Comparing all pairwise comparisons in a between subjects anova (with a suggested generalization to repeated measures!)
Various authors (Ramsey PH and Ramsey PP (2008); Richter and McCann (2012)) recommend using the Tukey-Kramer procedure to compare all possible group means assuming homogeneity of group variances and allowing different group sizes. It is found to give the best any-pair power if the overall F test is not significant. This procedure is computed for upto 10 means using this spreadsheet. It may also be computed using the mc or mcneq procedures found by typing mc and mcneq at a UNIX prompt. Ramsey and Ramsey (2008) further recommend using the less conservative Hayter-Fisher modification of the Tukey-Kramer procedure for maximizing any-pair power in the presence of a significant overall F value in exploratory studies. This is also computed in the spreadsheet. The top line in output sheet 2 of the spreadsheet is the studentised range statistic, q(r,df) where r is the total number of groups being compared and df is the degrees of freedom of the error term in the one-way ANOVA (see Howell (2002)). The other two lines are the Tukey-Kramer p-value and the Hayter-Fisher modification. Further details about Hayter-Fisher can be found here.
When quoting the results we quote the overall F from the ANOVA and mention which groups differ using Tukey or its variants. For example we might say something such as Using the Tukey-Kramer test there is a significant difference between the tumour diameter for 5-flourouracil and the other two drugs tested, F(5,47) = 10.46, p < .05.

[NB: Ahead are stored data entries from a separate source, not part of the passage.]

PR #1027, opened 2020-01-22
[bsc#1161234] Do not read missing ifcfg files

imobachgs:
Do not try to read an `ifcfg-*` file that we know in advance that it is missing. See [bsc#1161234](https://bugzilla.suse.com/show_bug.cgi?id=1161234) for further information.

### DIFF
--- a/package/yast2-network.changes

The Games-Howell approach is recommended by Field, 2005 and Howell, 2002 for all pairwise comparisons when there are also heterogeneous group variances in addition to, possibly, unequal group sizes. The Games-Howell approach, as well as all the other post-hoc procedures mentioned on this page, may be computed in SPSS using the GLM:univariate procedure which handles between subject post-hoc comparisons or by using this spreadsheet.
A flow chart detailing issues involved in the choice of post-hoc tests for between subject designs is here. The chart suggests two alternative tests to the Tukey-Kramer mentioned above for groups with homogeneous variances but of different size. Tukey HSD test can be used when the sample sizes are close, enabling the use of the harmonic mean which averages group sizes when they are not too dissimilar. Tukey's test is computed by this spreadsheet which uses the sample size harmonic mean for unequal sample sizes. Tukey's test (see pages 399-400 of Howell (2002)) may also be used for comparing all pairwise group difference based on a single repeated measures factor (Tabachnick and Fidell, 2007). For a worked example of using Tukey's HSD with groups from repeated measures data see here. In this article Howell suggests using stepdown approaches for comparing group means in repeated measures testing. Further details of these methods and their computation may be found here.
Note (just in case you were wondering!): The above spreadsheets quote the, perhaps, more familiar t-statistic rather than the studentised range statistic, q, (which is quoted in the output of e.g. the mc and mcneq UNIX programs at CBSU) although we, equivalently, still use the studentised range statistic for testing. In fact, as Howell (2002, p.392) points out, q and t can be used interchangeably since q = sqrtt.
Field A (2005) Discovering statistics using SPSS. Second edition. Sage:London.
Howell DC (2002) Statistical methods for psychologists. Fifth edition. Wadsworth:Pacific Grove, CA.
Ramsey PH and Ramsey PP (2008) Power of pairwise comparisons in the equal variance and unequal sample size case. British Journal of Mathematical and Statistical Psychology 61(1) 115-131.
Richter SJ and McCann MH (2012) Using the Tukey–Kramer omnibus test in the Hayter–Fisher procedure British Journal of Mathematical and Statistical Psychology 65(3) 499–510.
Tabachnick BG and Fidell LS (2007) Using multivariate statistics. Pearson Educational:Boston,USA.